Lugar: Iglesia Evangélica Templo Cristiano de Asambleas de Dios de España, c/ Acacias nº 21 Bajo, Valencia.
Fecha: 18 de Junio del 2023
Autor: Misionera Myriam Cristina Odella (Templo Cristiano)
Sinopsis: El justo florecerá como la palmera. Salmo 92; 12-15. Un equipo de científicos ha logrado hacer germinar semillas de palmera de aproximadamente 2000 años como resultado de las excavaciones realizadas en la región de Judea, en Israel.
Encontramos un símil en este breve pasaje bíblico entre el justo y la palmera.
El justo es aquél que ha sido justificado por su fe en Jesucristo. (Rom 5;1)
La palmera tiene varios símbolos: la victoria, la hermosura, la rectitud, productividad.
Existen más de 2400 especies de palmeras.
En la entrada triunfal de Jesús a la ciudad de Jerusalén montado en un pollino, él pueblo salió a recibirlo eufórico batiendo ramas de palmera, aclamándole, Rey de Israel.
Nuestra victoria está asegurada Por su resurrección logró la victoria al conquistar el dominio del pecado y de la muerte. Su hermosura se destaca entre la diversidad de especies de árboles.
Las palmeras juegan un papel fundamental como elemento ornamental en espacios libres o cerrados. Cómo hijos de Dios debemos cuidarnos para irradiar la imagen de Cristo.
Otro de los símbolo es su rectitud. Las palmeras se caracterizan por la profundidad de sus raíces. Cavan hasta encontrar las napas de agua en el suelo rocoso . Sus raíces enmarañadas se entrelazan proporcionando el sostén al resto todo el árbol. Exteriormente solo se observa la quinta parte de su total tamaño. Nosotros debemos hidratarnos, buscando el agua que sacie nuestra sed, beber del agua de la roca, pura, transparente, que es Cristo.(1a Cor 10;4). Su tallo no tiene ramificaciones, crece en forma recta, sin desviaciones. Por más que la incesante brisa, la mece o la zarandee los vientos impetuosos solamente la arquean, debido a su gran flexibilidad y elasticidad.
Los vientos le arrancan todas las partículas extrañas que se le han adherido, facilitan el transporte de su savia con mayor rapidez a la copa y es ahí cuando se genera el preciado fruto. Así también nosotros crezcamos en rectitud, sin desviarnos de la sana doctrina, sin ser influidos por los anti valores y tendencias culturales del momento.
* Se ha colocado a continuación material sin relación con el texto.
PR #89, opened 2017-07-14
Catch time depends on type of ball used

dennism1997:


Aegyo:
Actually it doesn't make sense to have any catch time at all when "None" is selected. The whole throwing a pokeball part is skipped anyway in Battle.defeatPokemon for that case, so it might not make much of a difference.

PR #91, opened 2017-07-15
Fix some errors when fighting the Elite 4

Aegyo:
Indigo Plateau uses town.gymList instead of town.gym, causing the game to crash when you run out of time against one of the elite 4 and it attempts to create a notification with player.town().gym().leaderName


Aegyo:
There were a couple of other places which had basically the same issue, so I've put the commits with this pr

PR #92, opened 2017-07-15
Feature/dungeon

Aegyo:
- randomIntBetween was returning a random int between min and (min + max - 1), now it returns a random int between min and max (previously the last dungeon boss would never be a possibility)
- Pokeball now appears next to caught pokemon in dungeons, and a pokeball next to the dungeon name when all have been caught
- When running out of time while fighting a dungeon pokemon, the fight would continue when starting a new dungeon. Fixed by setting fighting to false when dungeon is lost

I'm not entirely happy about where I've put the dungeonCompleted function. On one hand it makes sense because the logic is identical to routeCompleted, but RouteHelper maybe isn't the best place to have a function for dungeons.

### DIFF
--- a/src/index.html
+++ b/src/index.html
@@ -356,13 +356,13 @@
                             <div>
                                 <span data-bind="text: DungeonRunner.dungeon.name()">Dungeon name</span>
                                 <!--If all Pokémon on the route are caught-->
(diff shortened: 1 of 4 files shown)


dennism1997:
ListCompleted is really nice :)

Issue #60, opened 2017-07-10
Design the Pokéball selection interface


Ishadijcks:
Currently it looks like this:
![image](https://user-images.githubusercontent.com/9715314/28013249-b2739c86-6568-11e7-93b9-6365b3ddfcea.png)

The idea is that the player can select which Pokéball to use for new and Caught Pokémon.

It's really confusing to use with the numbers in the bottom, so I'm looking for something better.

Thoughts?

Aegyo:
How about something like this?
![Pokeball Selection](https://puu.sh/wJKkF/f1da8287a8.png)

Ishadijcks:
Ah yeah, although I would remove the infinity

PR #96, opened 2017-07-15
Pokeball selection interface

Aegyo:
As suggested in #60 
Pokeball selection

Column titles might not be descriptive enough, perhaps a tooltip somewhere would be best for explaining in more detail.

### DIFF
--- a/src/index.html
+++ b/src/index.html
@@ -1196,37 +1196,6 @@
                                 </tr>
                             </tbody>
                         </table>
-
-                    <!--
-                        <span>Caught Pokémon</span>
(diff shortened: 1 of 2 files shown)


dennism1997:
Can u make the text center vertically?

dennism1997:
Hmm it still looks a bit cramped. Maybe it could use some padding? And change the "Amt" to a '#'? 
image
This is with:
`.pokeball-table td {
  padding: 0 0 4px;
  width: 33.33%;
  vertical-align: middle;
}`

Aegyo:
Good idea, that looks better.

PR #101, opened 2017-07-26
Feature/fill shops 2

Ishadijcks:
Add items to all the shops.

Currency images will be added on another branch


src/scripts/items/BattleItem.ts
```diff
@@ -4,9 +4,31 @@ class BattleItem extends Item {
...
+                break;
+            case GameConstants.BattleItemType.Token_collector:
+                basePrice = GameConstants.ItemPrice.Token_collector;
+                break;
+            case GameConstants.BattleItemType.Item_magnet:
+                basePrice = GameConstants.ItemPrice.Item_magnet;
+                break;
+            case GameConstants.BattleItemType.Lucky_incense:
+                basePrice = GameConstants.ItemPrice.Lucky_incense;
+                break;
```
Aegyo: Could this be simplified to `GameConstants.ItemPrice[ GameConstants.BattleItemType[type] ]` for every case?
Similarly for the other item types.

src/scripts/shop/Shop.ts
```diff
@@ -4,8 +4,14 @@
 class Shop {
     items: KnockoutObservableArray<Item>;
```
Aegyo: Why an observable array? As far as I know, the items in a shop will always be the same, so I don't see what benefit we get from making the array observable.

Ishadijcks: Ah I think it already was, but you're right

src/scripts/items/BattleItem.ts
Ishadijcks: I remember trying that and it not working, but I'll look into it again

Ishadijcks:
Run `Save.initializeItems` and `Save.initializeMultipliers()`

Aegyo:
Ah, that fixed the numbers. Battle item images are named like Xattack, but the item names in code are like xAttack

Ishadijcks:
Stupid windows and its case insensitiveness

PR #1002, opened 2020-10-24
fix(breeding): Don't reset party Pokémon level if not breeding

### LINKED ISSUE #951: [BUG] Hatching a shop egg resets your existing pokemon level 1
**Info**
 - Version 0.5.7

**Description:**
When an egg (when its a mystery egg or a bought egg from a store)  hatches and its already a pokemon I own, the new one and its stats, ie attack power, replaces the older pokemon.
Example: my dragonite who was level 100 got replaced with a level 1

**Expected Behavior:**
I thought it would be like when I capture that pokemon for a second time on any of the routes

aufde:
closes #951


aufde:
Fix for https://github.com/pokeclicker/pokeclicker/issues/951

RedSparr0w:
This will also prevent shop eggs from increasing Pokémon attack when hatched though too.

RedSparr0w (approved):
Changes look good to me 👍 

Thanks for the PR!

RedSparr0w (commented):
Sorry after a second look, we might also need to wrap the evolution stuff in this too?

PR #1004, opened 2020-10-25
Adding Hoenn Mythicals as Battle Frontier Rewards

Mephistic:
Based on feedback in the last PR, this change:
* Adds the Deoxys Forms as rewards for new Battle Frontier milestones
* ~Makes Jirachi purchasable in the Battle Frontier shop~

Screen Shot 2020-10-26 at 11 52 25 PM

~Open to tweaking costs/stages here - The important concern is just making sure Jirachi is affordable by the end of Hoenn. The Deoxys forms feel a bit on the easy side, but I thought it'd be better to err on the side of making them available in Hoenn (even if they aren't mandatory for moving on).~ Based on Discord feedback, I've decoupled the Jirachi change from this PR. Still interested in doing something more interesting with Jirachi, but it should probably be pushed off until we stop using the Hoenn roamers as a pseudo-DPS check for early Sinnoh.


Mephistic:
Some changes here based on Discord feedback:
* Removed the Jirachi change - that was really more of a side suggestion anyway, and it sounds like we're using Hoenn roamers as a pseudo-DPS check and shouldn't mess too much with those until we've decoupled those concepts.
* Increased the Deoxys form milestones by a good bit. Bumped them from 125/150/175 to 151/251/386 because they're not blocking the way to the next region and it looks like I was underestimating how far people were getting into the Battle Frontier. Back-of-the-napkin says you need around ~450K raw attack before max shards and X-attacks up to beat 386, probably less with good type matchups.

RedSparr0w (approved):
👍 Changes look good to me, Thanks for the PR!

PR #1005, opened 2020-10-25
feat(pokeball-selector): Add quantity to the Pokéball selector modal

RedSparr0w:
Display current quantity in the Pokéball selector modal:
image


anapple96 (approved):
Haha, *pickle*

Las adversidades que afrontamos en nuestras vidas, son permitidas por Dios, entre otras cosas purificarnos, quitar cosas que nos desenfocan, soltar otras que nos atan pero siempre el propósito es desarrollar nuestro potencial para que él sea glorificado a través de nosotros.
Otro de los símbolos es su gran productividad. Se aprovechan cada una de las partes de la palmera. Las palmeras datileras eran muy requeridas por su fruto debido al gran tamaño de los dátiles. Nuestras vidas como cristianos deben crecer siempre en rectitud y permitirnos ser tratados como la palmera, para producir abundante fruto.
Ya sea en medio de las contrariedades de la vida, él siempre nos protegerá en los procesos que debamos pasar en completa paz esperando su victoria.